From: Glasgow, Scotland
If you like your music smooth with all the rough edges filed away then you may as well leave now and go and indulge in the dubious pleasures of SmoothFM or Simply Red’s back catalogue. If however you like your music raucous, discordant and so loud it makes you dizzy then keep reading because United Fruit are on a mission to destroy your brain cells and leave you little more than a quivering wreck.
From the ear bothering noise of opener Kamikaze through to the sludgy emo of Wrecking Ball the pace of the Scottish noiseniks’ debut album Fault Lines rarely falters. Pitching its tent somewhere between the confrontational brutality of McLusky and the apocalyptic experimentalism of Trail of Dead it’s an adrenaline rush that leaves most albums choking on their exhaust fumes.
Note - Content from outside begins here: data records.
PR #1315, opened 2024-04-18
[BE] Introduce property on FormProcessLink for ViewModel enablement

Tom-Ritense:
Expand existing type with additional property called "ViewModel enabled"
Ensure is can be stored via API and in DB, look the create formlink flow
Ensure existing processlink API exposes this property in the JSON so FE can consume it.


laurens-ritense (changes requested):
give viewModelEnabled a default value of false

laurens-ritense (approved):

Go Away, Don’t Leave Me Alone owes it’s life, it’s very existence, to At The Drive In. It’s a close relative of One Armed Scissor, a Scissor sister perhaps. The only respite from the brain pummelling noise comes courtesy of Three, the only track on the album where the pace dips below the furiously frenetic. It’s the point at which noise and melody meet, fall in love and decide to live together until deaf do them part. It is, however, no more than the briefest of brief respites. The buzzing Confuse Her Now and the aural assault of The Alarm add more weight to the United Fruit mission to boost the profit margins of the UK’s hearing aid salesman.